Ask HN - What is the best way to reach out to Enterprise/SMB customers? - nns1212

Let's say we are working on an application for small businesses &#38; enterprises.<p>Now we want to approach various businesses to sign them up as our customers.<p>What is the best way to do so?<p>Which forums are the best place to get in touch with them?<p>I am sure many entrepreneurs here must have done a lot of leg work. Any advice/help will be very helpful.
======
PabloOsinaga
Here are my 2 cents:

When you have product/market fit -> you'd do the 'traditional' thing - ie
Gartner reviews, trade shows, marketing etc - All that requires big money -
significant investment

The interesting part though is when you are in the early/seed stages - and
that's the hard problem to solve for. You are iterating, trying different
things - perhaps testing different verticals.

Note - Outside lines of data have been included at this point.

PR #151, opened 2017-10-16
[RAINCATCH-1323] TypeScript-specific start script

paolobueno:
## Motivation
`npm run start` should be the entry point for the compiled js runtime, running the typescript sources via ts-node should have a separate command.

## Description
Added new command to run the demo-server via typescript. Went with `npm run start:ts` since it matches the naming scheme used for the `clean:*` and `publish:*` commands.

The way we've solved that at Kormox is doing it through 'insiders' - we'd
build a spreadsheet of target companies (say 300, focused on a specific
vertical), then identify who we'd want to talk to (say, Johnnh Smith, CIO) -
then, identify internal people in the company that have nothing to do with the
CIO but you have a good change in getting 10 minutes of their time. We
particularly used alumni networks - e.g. Wharton, McKinsey, Stanford GSB, etc
etc.

Then you reach out to those insiders asking for 10 minutes of their time - not
to sell anything, rather to get their advice/pick their brain on how you can
reach out to relevant person to get opinions on your startup (you can mention
you think Johnny Smith would be the right person).

It has worked really well for us. Typically those insiders would do an intro -
and Johnny Smith would be happy to meet with you in that way.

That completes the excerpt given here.